A Reuters quebrou um exclusivo essa semana: a Meta está implantando a Model Capability Initiative (MCI) para funcionários US. A ferramenta captura movimentos de mouse, cliques, digitações e screenshots periódicos em apps e sites relacionados ao trabalho. A divulgação aterrissou em um memo para um canal de equipe Meta Superintelligence Labs. Enquadramento da Meta: ajudar seus modelos a aprender comportamentos básicos de uso de computador, desde navegar menus suspensos até usar atalhos de teclado, para que agentes futuros possam realizar tarefas de colarinho branco autonomamente.

O padrão ecoa algo já coberto nessas páginas. No início dessa semana o MIT Technology Review reportou sobre Colleague Skill, uma ferramenta GitHub de um engenheiro do Shanghai AI Lab que raspa históricos de chat de Lark e DingTalk para destilar colegas em manuais de fluxo de trabalho reproduzíveis por agentes. Aquela história era bottom-up, com engenheiros individuais destilando seus pares, mais uma ferramenta de backlash (anti-destilação) de outro engenheiro que reescreve documentos de fluxo de trabalho em linguagem genérica não-acionável antes de serem absorvidos. MCI é a versão corporativa top-down do mesmo problema de captura de dados. Mesmo substrato (atividade de computador no trabalho), governança diferente (oficialmente sancionada, centralmente administrada). O porta-voz da Meta Stone disse à Reuters que os dados do MCI não serão usados para avaliações de desempenho e não serão usados para nenhum propósito além de treinamento de modelo.

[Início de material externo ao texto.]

PR #25622, opened 2023-08-02
ci: reduce bazel test shards for browser builder test

clydin:
Reduce the number of test shards for the browser builder from 50 to 10. 50 is more than needed and can cause excessive resource usage.
This fixes the OOM errors on CI for the test job.


josephperrott (approved):
LGTM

Duas coisas que valem registrar. Um, o sinal de escassez de dados de treinamento. Meta competindo com OpenAI e Anthropic em enviar produtos de agente autônomo significa competir em dados de treinamento de uso de computador interativo, e esses dados não estão na internet pública. A resposta honesta para como conseguir eles é "nossos funcionários, fazendo seus trabalhos, instrumentados." Todo laboratório fronteira está fazendo alguma versão disso; a versão da Meta é só incomumente explícita, com um nome de ferramenta divulgado e um memo. Dois, o trade-off privacidade-vs-capacidade sendo feito aqui não é novo, mas a escala é. Instrumentação estilo MCI na escala de headcount da Meta produz um conjunto de treinamento que competidores sem o headcount ou a postura legal interna para fazer o mesmo terão dificuldade de igualar. Se as salvaguardas citadas por Stone seguram (sem avaliação de desempenho, sem outro propósito, salvaguardas de conteúdo de tela para material sensível) é a parte que é testada na prática, não em memos.

Duas observações se você roda uma organização AI-forward. Um, o padrão MCI vai pressionar todo laboratório que não o tem. Se você trabalha ou compete com uma empresa construindo produtos de agente, espere que a conversa "deveríamos instrumentar nossos próprios funcionários?" esteja na agenda em dois trimestres se já não está. Dois, a resposta do lado do funcionário importa. A ferramenta anti-destilação do Koki Xu na história do Colleague Skill demonstrou que trabalhadores tratam essas tubulações de captura como input adversarial no momento em que são implementadas. Se você envia tooling estilo MCI internamente, planeje para sua própria mão de obra construir contramedidas. O padrão de captura é real, o padrão de resistência é real, e eles co-evoluirão.